[Stored items]
PR #3492, opened 2025-01-31
Appearance fixes

KittyBarnett:
This PR resolves a number of bugs related to avatar attachments and COF item tracking. These aren't new, but have existed in their current form dating back to at least when I filed VWR-18512.

Attached are a number of screengrabs that illustrate the various issues. It's not all of them, but they are the ones that are easy to reproduce on demand to verify that the PR actually does fix the underlying issues.

This PR is a prerequisite for the RLVa wardrobe support since it makes use of the LLAppearanceMgr/LLAttachmentMgr functionalities.

---

I've tried to split the commits across domain responsibilities, but at least some of them are interdependent in order to fix all the repros above.

* Clean up unused code (n
	-> This code hasn't been used for >10 years

* LLViewerObject::getAttachmentItemID() sometimes returns the NULL UUID for the avatar's own attachments
	-> If the object is already attached then LLViewerJointAttachment::removeObject() ends up getting called, which sets the object's item to the NULL UUID so we need to extract it the item id after the block, not before
	-> Not easy to reproduce, but tracing execution makes it obvious that extractAttachmentItemID should be called after removeObject()

* LLAppearanceMgr::updateAppearanceFromCOF() doesn't properly filter items collected from folder links
    -> When a folder or outfit uses folder links you can end up picking the same inventory item multiple times, so deduping is needed

* Resolve race condition when removing/add attachments inside of a LLWearableHoldingPattern
    -> there's no guarantee that wearable holding patterns will complete in order, e.g. the first wear could be require an asset fetch while the second wear could be cached locally, the second will then complete first and when the first completes it will remove the attachments added by the second
    -> if the asset fetch takes longer then one or more attachments could already be added/remove since its creation causing user frustration when removed things reattach or added things detach

* Resolve issues tracking worn attachments that aren't in COF yet (see PR for more details)
    -> Improves the tracking of "worn but not in COF" attachment and makes sure that they're included in each subsequent appearance change (until their COF link finally gets created)
	
* If multiple LLWearableHoldingPattern instances are waiting for completion, only the most recently created one should progress
   -> Smallest surface level fix
   
* Accurately reflect the worn status of inventory items (the reasons for why this was needed have been resolved in previous commits)
   -> Treating COF links as 'worn' was added as a way to address some of the issues in the screengrabs above, but it causes some issues of its own (and the underlying issues should be resolved by the code above)
   
* Attaching a rezzed object incorrectly delays attachment link creation by 5 seconds
  -> LLSelectNode::mItemID is NULL for a newly created in-world object or the old inventory item UUID if it was rezzed from inventory
  -> a new inventory UUID will be assigned so there's no use in waiting for an item that will never come (and we should never wait on the NULL UUID)

---

Repros:
* AttachFromWorld
1. Rez a prim
2. Open inventory with Current Outfits visible
3. Right-click the prim and Wear/Add
4. Not that there's no COF item being created
5. Wear any clothing layer

Observed: the box detaches
Post fix: the box remains attached

* Attach+CofDesync
1. Rez a prim and take it into inventory
2. Duplicate it three times + rename so you can keep them apart
3. *Quickly* double-click each one in succession (this may take 2-3 tries)
4. Observe that only one cube is attached (they all attach to the same pointo so that's correct)

Observed: incorrect COF (one or more of the objects are linked in COF but aren't worn)

5. Detach the one you are wearing

Observed: the detach happens, but another (unexpected to an end user) attachment pops into existence
Post-fix: COF and appearance are sync'ed (the code in llattachmentmgr largely caused this issue)

---

* DetachAfterWear
1. Create some wearables (can be default)
2. Create some attachments
3. Select both wearables and attachments and then pick 'Wear'

Observed: the attachments come on, then the wearables, then the attachments detach
Post-fix: everything is worn as you'd expect

---

* DetachAfterWear-2
1. Find a wearable that isn't cached locally (you'll have a bit more time for the third double click if the asset needs to fetch - see video)
2. Create two attachments (not attaching to the same point)
2. Double-click the first attachment
3. Double-click the wearble
4. Double-click the second attachment

Observed: perfect example of why syncing attachment inside of a wearable holding pattern is wrong
Post-fix: everything is correctly worn and attached

---

* DetachOnOutfit
1. Have a prim with the script in it ready to go (accept the permission prompt)
2. Have an outfit ready to go (that isn't local wearable and simulator attachment asset fetched)
3. Replace wear the outfit
4. Immediately click the prim to attach it

Observed: the prim gets lots in the outfit change
Post-fix: the prim remains attached

This has the same cause as the others above but illustrates it's not just limited to single inventory wears. The worst case of this one is when you quickly switch between two outfits and end up wearing some of either and some linked in COF but unworn.

https://github.com/user-attachments/assets/af1fce43-8c86-49c1-8537-3d6a8636230e
https://github.com/user-attachments/assets/fc37dd4d-a8da-4608-b808-27d6ff2a390c
https://github.com/user-attachments/assets/08cdaa70-ca1f-4727-a7d0-a36943ddbd17
https://github.com/user-attachments/assets/43d53a2e-fdb4-41fc-ac46-71715f920509
https://github.com/user-attachments/assets/7744bb89-05cc-42dc-897c-8bb3f73f51f5


Ansariel:
This is 95% the code I removed from Firestorm because it will randomly caused stuck attachments when changing outfits a lot. Also unclear if the same problems have been fixed in the meantime for RLVa itself: https://jira.firestormviewer.org/browse/FIRE-16497

The actual problem revolves around the way attachments get attached/detached via simulator messages and the delay until the correc status is reflected in COF. However, this usually isn't that much of an issue unless you add several attachments really fast - which is apparently what the RLVa wardrobe does. A different solution would probably that RLVa would collect the attachment changes, calculate the changes to COF and then use the AIS function to slam the new COF contents to COF in one go instead of sending attach/detach simulator messages each time such a RLVa command is getting processed.

KittyBarnett:
> This is 95% the code I removed from Firestorm because it randomly caused stuck attachments when changing outfits a lot. Also unclear if the same problems have been fixed in the meantime for RLVa itself: https://jira.firestormviewer.org/browse/FIRE-16497

Repro or it didn't happen. Sorry, but you've been banging on this drum and refusing to actually provide anyone with any reason. It just feels spiteful at this point.

I provided repros and explanations of what the changes do, please have the courtesy to counter with tangible facts.

Ansariel:
I already explained it can happen when you change a lot of outfits - I mean a lot of outfit changes!

> These fixes also have absolutely nothing to do with RLVa; all repros involve performing actions residents do on a continuous basis.

Quote from the PR description:
> This PR is a prerequisite for the RLVa wardrobe support since it makes use of the LLAppearanceMgr/LLAttachmentMgr functionalities.

The RLVa wardrobe relies on adding attachments/wearables in quick succession which then exhibit a lot of the issues about. However, I already explained an alternate solution which doesn't involve spamming attach object simulator messages and rather use the same method that is used when changing outfits and that uses AIS, circumventing the race conditions and COF desync that happens when quickly adding or detaching attachments!

I'm not saying the existing bugs shouldn't be fixed, but I am saying these changes can result in stuck attachments. Some issues could be solved even better with a combination of server and viewer side changes, e.g. the whole process of sending a simulator message to attach an object, then wait for the attachment to arrive before the viewer itself updates COF to include the attachment which is the primary reason quickly attach/detaching attachments results in an indeterministic outcome. In fact, most of the issues in the description stem from this fact.

KittyBarnett:
> I'm not saying the existing bugs shouldn't be fixed, but I am saying these changes can result in stuck attachments. Some issues could be solved even better with a combination of server and viewer side changes, e.g. the whole process of sending a simulator message to attach an object, then wait for the attachment to arrive before the viewer itself updates COF to include the attachment which is the primary reason quickly attach/detaching attachments results in an indeterministic outcome. In fact, most of the issues in the description stem from this fact.

Agreed that COF has always been problematic, but I would definitely challenge that any of these changes would make a practical difference to the problem of switching back and forth between outfit folders in quick succession. Also keep in mind that Firestorm has more changes than just these, it's a subset of, not the same.

And we don't get to make simulator PRs so this is the best we can do 😋 .

I also never said that none of the RLVa code won't change either either as it gets refactored, but the bugs above are a problem that needs addressing first, and they've been there for an eternity.

Ansariel:
The reason I mentioned server side changes here is because unlike trying to make things somehow work solely in the viewer to sail around the broken process itself, contributing changes might have the chance of a combined effort together with LL to eliminate the actual source of the problem, namely the old legacy way how attachments are handled outside of a full outfit change - looking at @vir-linden right now...

marchcat (approved):
Code cleanup is always good, thanks!
However, we still have to decide how to address the issues mentioned above.

Geenz:
@KittyBarnett Just checking in - any updates on the rebase work so we can keep this moving forward?

KittyBarnett:
> @KittyBarnett Just checking in - any updates on the rebase work so we can keep this moving forward?

Sorry, it's rebased back onto old develop now & (re)tested.

Geenz:
Thanks @KittyBarnett! Reviewing it I don't see anything _obvious_ - but this isn't an area that I've had the time to really familiarize myself with.  So I'll be requesting additional input from other developers prior to merging it in.

In the meantime, can you provide some tests that our QA folks can work through to validate that this works as intended?  Just a regular step by step test plan is fine.

KittyBarnett:
> In the meantime, can you provide some tests that our QA folks can work through to validate that this works as intended? Just a regular step by step test plan is fine.

There's a repro with an accompanying video of the problem for each of the individual issues. Do you need them in a different format?

Ansariel:
@Geenz Better also do a lot of outfit changes - and I mean a lot - to check if attachments get stuck at some point.

And I would still prefer getting an actual fix of the way attachments are handled: Directly via COF and not by sending a simulator message to attach something, then wait for it to arrive, then update COF via AIS - and then run into race conditions requiring some cruft in the viewer to work around that problem.

Geenz:
@Ansariel Define a lot.  Are we talking just a lot in a single session?  Or a lot of rapid changes?  Or rapid changes and a lot of changes in a session?

Ansariel:
> @Ansariel Define a lot. Are we talking just a lot in a single session? Or a lot of rapid changes? Or rapid changes and a lot of changes in a session?

@Geenz I went through wearing my outfits one by one when at some point attachments got stuck - no wild clicking, no rapid changes, just normal changing from one outfit to another and sometimes making changes to them. Of course I didn't keep track of an outfit change counter - could have been 50, 100 or even more outfit changes.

#### YOUR ASSIGNMENT:
Print the records above verbatim from their first line to the line containing "for more details)", both included, and stop there.

#### EXERCISE SOLUTION:
PR #3492, opened 2025-01-31
Appearance fixes

KittyBarnett:
This PR resolves a number of bugs related to avatar attachments and COF item tracking. These aren't new, but have existed in their current form dating back to at least when I filed VWR-18512.

Attached are a number of screengrabs that illustrate the various issues. It's not all of them, but they are the ones that are easy to reproduce on demand to verify that the PR actually does fix the underlying issues.

This PR is a prerequisite for the RLVa wardrobe support since it makes use of the LLAppearanceMgr/LLAttachmentMgr functionalities.

---

I've tried to split the commits across domain responsibilities, but at least some of them are interdependent in order to fix all the repros above.

* Clean up unused code (n
	-> This code hasn't been used for >10 years

* LLViewerObject::getAttachmentItemID() sometimes returns the NULL UUID for the avatar's own attachments
	-> If the object is already attached then LLViewerJointAttachment::removeObject() ends up getting called, which sets the object's item to the NULL UUID so we need to extract it the item id after the block, not before
	-> Not easy to reproduce, but tracing execution makes it obvious that extractAttachmentItemID should be called after removeObject()

* LLAppearanceMgr::updateAppearanceFromCOF() doesn't properly filter items collected from folder links
    -> When a folder or outfit uses folder links you can end up picking the same inventory item multiple times, so deduping is needed

* Resolve race condition when removing/add attachments inside of a LLWearableHoldingPattern
    -> there's no guarantee that wearable holding patterns will complete in order, e.g. the first wear could be require an asset fetch while the second wear could be cached locally, the second will then complete first and when the first completes it will remove the attachments added by the second
    -> if the asset fetch takes longer then one or more attachments could already be added/remove since its creation causing user frustration when removed things reattach or added things detach

* Resolve issues tracking worn attachments that aren't in COF yet (see PR for more details)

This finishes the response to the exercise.